*Records shown*.

----

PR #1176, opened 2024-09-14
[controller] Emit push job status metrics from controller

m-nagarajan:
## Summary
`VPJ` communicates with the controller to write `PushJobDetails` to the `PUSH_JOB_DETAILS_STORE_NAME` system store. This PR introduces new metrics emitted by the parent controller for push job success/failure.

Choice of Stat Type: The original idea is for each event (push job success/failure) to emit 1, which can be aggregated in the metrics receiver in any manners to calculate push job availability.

----

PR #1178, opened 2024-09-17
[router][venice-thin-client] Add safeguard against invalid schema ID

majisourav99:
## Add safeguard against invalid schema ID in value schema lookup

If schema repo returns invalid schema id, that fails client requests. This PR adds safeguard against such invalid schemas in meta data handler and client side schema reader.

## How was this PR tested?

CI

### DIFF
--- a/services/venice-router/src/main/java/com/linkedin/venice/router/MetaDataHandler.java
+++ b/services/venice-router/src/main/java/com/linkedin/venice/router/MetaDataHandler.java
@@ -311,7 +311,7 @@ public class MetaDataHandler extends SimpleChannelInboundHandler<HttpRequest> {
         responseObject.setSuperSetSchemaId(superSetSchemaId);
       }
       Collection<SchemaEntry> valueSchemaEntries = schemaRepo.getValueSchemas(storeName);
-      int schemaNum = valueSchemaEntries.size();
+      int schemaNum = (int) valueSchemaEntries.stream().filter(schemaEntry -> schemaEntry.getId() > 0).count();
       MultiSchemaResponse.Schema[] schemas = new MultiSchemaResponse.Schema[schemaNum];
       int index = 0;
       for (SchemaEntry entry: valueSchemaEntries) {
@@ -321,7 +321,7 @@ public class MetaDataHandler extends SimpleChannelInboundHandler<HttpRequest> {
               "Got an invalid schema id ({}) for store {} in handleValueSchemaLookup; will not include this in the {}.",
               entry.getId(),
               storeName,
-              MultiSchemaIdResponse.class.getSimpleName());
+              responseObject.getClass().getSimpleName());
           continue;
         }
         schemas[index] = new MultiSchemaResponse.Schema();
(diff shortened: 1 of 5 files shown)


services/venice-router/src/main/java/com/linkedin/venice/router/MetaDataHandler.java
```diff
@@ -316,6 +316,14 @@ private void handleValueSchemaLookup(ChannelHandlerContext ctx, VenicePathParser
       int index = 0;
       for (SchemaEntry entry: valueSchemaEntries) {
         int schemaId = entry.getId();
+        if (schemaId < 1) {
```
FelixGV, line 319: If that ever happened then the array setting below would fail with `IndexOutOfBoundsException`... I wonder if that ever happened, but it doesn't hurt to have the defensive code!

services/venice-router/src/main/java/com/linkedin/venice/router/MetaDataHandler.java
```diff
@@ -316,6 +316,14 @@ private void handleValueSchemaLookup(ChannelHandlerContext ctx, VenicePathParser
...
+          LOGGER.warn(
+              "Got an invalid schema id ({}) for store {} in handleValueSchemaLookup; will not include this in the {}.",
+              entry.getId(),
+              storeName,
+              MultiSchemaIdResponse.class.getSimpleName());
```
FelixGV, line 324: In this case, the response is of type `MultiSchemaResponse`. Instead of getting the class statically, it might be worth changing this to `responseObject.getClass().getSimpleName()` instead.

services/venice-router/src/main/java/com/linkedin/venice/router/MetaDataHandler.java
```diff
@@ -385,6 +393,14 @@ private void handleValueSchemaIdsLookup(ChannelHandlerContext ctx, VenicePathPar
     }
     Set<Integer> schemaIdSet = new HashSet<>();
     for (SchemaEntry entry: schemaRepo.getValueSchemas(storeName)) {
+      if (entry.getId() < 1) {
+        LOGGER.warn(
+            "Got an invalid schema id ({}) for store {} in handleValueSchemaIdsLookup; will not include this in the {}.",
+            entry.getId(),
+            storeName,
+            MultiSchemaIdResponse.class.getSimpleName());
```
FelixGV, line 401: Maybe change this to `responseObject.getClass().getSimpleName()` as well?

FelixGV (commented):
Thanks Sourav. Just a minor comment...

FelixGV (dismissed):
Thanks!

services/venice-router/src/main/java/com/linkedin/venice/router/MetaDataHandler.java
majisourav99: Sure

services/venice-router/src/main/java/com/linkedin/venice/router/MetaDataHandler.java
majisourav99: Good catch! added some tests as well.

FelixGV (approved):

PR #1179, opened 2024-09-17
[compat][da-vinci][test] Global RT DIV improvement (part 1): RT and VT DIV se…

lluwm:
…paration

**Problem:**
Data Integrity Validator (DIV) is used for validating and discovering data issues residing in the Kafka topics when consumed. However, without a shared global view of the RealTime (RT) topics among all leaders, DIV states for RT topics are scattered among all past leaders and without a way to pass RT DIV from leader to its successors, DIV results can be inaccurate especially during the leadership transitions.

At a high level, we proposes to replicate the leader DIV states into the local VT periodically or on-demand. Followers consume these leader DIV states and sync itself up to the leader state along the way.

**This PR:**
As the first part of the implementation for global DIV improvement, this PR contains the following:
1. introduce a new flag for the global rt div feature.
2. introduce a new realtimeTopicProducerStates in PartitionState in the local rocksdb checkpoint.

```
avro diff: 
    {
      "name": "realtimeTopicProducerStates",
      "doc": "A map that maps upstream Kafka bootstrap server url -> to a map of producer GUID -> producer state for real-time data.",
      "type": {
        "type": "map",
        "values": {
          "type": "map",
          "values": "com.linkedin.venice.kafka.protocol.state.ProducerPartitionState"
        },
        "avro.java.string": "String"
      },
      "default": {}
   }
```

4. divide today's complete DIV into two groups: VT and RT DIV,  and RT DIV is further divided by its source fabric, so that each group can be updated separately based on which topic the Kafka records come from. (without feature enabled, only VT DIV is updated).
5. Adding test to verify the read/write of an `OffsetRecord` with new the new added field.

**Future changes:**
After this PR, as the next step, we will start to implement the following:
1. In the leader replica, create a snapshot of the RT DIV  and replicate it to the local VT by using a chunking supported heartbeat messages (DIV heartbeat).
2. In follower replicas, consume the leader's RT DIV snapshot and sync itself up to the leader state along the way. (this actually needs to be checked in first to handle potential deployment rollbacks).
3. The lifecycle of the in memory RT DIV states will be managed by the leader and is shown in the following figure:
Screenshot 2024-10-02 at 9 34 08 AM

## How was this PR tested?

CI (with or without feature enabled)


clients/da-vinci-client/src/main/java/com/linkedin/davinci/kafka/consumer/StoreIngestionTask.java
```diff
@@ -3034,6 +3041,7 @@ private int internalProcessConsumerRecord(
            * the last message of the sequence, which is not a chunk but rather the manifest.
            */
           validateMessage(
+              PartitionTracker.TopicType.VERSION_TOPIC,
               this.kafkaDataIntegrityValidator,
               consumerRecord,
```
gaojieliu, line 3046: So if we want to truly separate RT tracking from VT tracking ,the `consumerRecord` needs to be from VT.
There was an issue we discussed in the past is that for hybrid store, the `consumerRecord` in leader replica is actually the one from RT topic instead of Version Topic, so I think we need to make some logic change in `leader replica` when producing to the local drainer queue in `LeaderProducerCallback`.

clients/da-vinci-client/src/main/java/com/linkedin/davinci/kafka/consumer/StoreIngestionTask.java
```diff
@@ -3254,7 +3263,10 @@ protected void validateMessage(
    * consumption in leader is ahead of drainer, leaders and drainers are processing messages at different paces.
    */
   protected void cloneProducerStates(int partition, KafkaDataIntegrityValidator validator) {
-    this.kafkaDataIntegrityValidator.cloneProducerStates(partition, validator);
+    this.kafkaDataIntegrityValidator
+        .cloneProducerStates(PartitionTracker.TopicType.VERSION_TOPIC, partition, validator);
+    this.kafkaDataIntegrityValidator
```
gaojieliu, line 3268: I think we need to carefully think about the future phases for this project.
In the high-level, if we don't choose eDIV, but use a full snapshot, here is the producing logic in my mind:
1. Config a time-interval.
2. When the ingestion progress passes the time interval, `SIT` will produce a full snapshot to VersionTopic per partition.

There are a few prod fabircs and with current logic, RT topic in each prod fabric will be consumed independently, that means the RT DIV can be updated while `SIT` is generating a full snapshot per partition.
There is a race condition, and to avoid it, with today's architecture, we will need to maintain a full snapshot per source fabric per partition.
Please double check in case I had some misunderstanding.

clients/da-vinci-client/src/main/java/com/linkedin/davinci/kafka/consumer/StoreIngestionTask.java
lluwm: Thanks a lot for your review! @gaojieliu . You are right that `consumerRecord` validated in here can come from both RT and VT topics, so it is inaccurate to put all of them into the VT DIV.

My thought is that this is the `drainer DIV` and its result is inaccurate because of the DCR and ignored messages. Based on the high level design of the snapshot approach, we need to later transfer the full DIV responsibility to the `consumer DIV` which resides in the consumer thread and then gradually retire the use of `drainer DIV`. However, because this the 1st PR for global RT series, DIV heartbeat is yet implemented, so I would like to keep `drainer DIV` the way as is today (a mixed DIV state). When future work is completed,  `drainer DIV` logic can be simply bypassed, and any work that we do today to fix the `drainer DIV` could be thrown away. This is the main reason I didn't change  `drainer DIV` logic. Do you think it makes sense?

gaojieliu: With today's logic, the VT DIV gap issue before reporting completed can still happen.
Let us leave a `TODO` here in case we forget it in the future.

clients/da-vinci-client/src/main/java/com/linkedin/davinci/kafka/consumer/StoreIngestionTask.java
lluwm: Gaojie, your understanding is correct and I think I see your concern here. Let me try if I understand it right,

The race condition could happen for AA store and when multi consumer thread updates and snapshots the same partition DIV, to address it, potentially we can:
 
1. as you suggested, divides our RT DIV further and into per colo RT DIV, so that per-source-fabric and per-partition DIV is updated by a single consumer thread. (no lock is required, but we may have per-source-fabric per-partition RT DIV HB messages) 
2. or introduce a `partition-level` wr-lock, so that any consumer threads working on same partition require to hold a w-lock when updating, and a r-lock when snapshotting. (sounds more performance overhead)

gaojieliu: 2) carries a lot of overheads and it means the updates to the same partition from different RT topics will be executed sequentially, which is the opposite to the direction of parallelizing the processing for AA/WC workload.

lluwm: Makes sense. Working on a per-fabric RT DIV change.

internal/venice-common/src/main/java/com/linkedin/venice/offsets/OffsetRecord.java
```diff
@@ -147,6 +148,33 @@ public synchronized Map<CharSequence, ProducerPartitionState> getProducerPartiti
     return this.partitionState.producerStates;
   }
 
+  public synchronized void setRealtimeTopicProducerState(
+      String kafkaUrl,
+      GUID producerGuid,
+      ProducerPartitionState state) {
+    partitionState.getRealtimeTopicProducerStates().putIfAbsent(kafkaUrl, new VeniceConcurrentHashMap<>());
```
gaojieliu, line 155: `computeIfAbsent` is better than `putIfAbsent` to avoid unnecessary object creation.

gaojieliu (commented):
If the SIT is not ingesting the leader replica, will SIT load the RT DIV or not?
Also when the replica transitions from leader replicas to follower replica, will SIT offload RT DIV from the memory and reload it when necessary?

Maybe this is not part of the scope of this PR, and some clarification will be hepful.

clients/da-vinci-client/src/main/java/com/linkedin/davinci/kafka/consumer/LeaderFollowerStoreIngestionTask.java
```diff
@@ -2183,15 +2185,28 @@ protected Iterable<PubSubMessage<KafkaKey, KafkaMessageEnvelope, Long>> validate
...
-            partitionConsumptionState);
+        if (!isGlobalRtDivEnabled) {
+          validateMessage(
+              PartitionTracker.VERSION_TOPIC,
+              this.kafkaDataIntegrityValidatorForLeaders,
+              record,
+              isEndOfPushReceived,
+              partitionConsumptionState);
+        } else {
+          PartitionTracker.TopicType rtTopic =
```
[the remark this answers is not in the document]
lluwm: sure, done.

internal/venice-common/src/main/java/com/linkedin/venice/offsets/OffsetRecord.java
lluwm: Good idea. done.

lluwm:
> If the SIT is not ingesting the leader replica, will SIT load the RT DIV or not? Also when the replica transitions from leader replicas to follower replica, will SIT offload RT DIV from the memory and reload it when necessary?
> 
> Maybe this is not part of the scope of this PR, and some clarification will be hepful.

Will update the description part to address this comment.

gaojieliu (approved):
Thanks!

----

*Your instructions*. The lines holding the word "TopicType" are the answer. Find them in the entries and copy them.

*Result for this task*.
+              PartitionTracker.TopicType.VERSION_TOPIC,
+        .cloneProducerStates(PartitionTracker.TopicType.VERSION_TOPIC, partition, validator);
+          PartitionTracker.TopicType rtTopic =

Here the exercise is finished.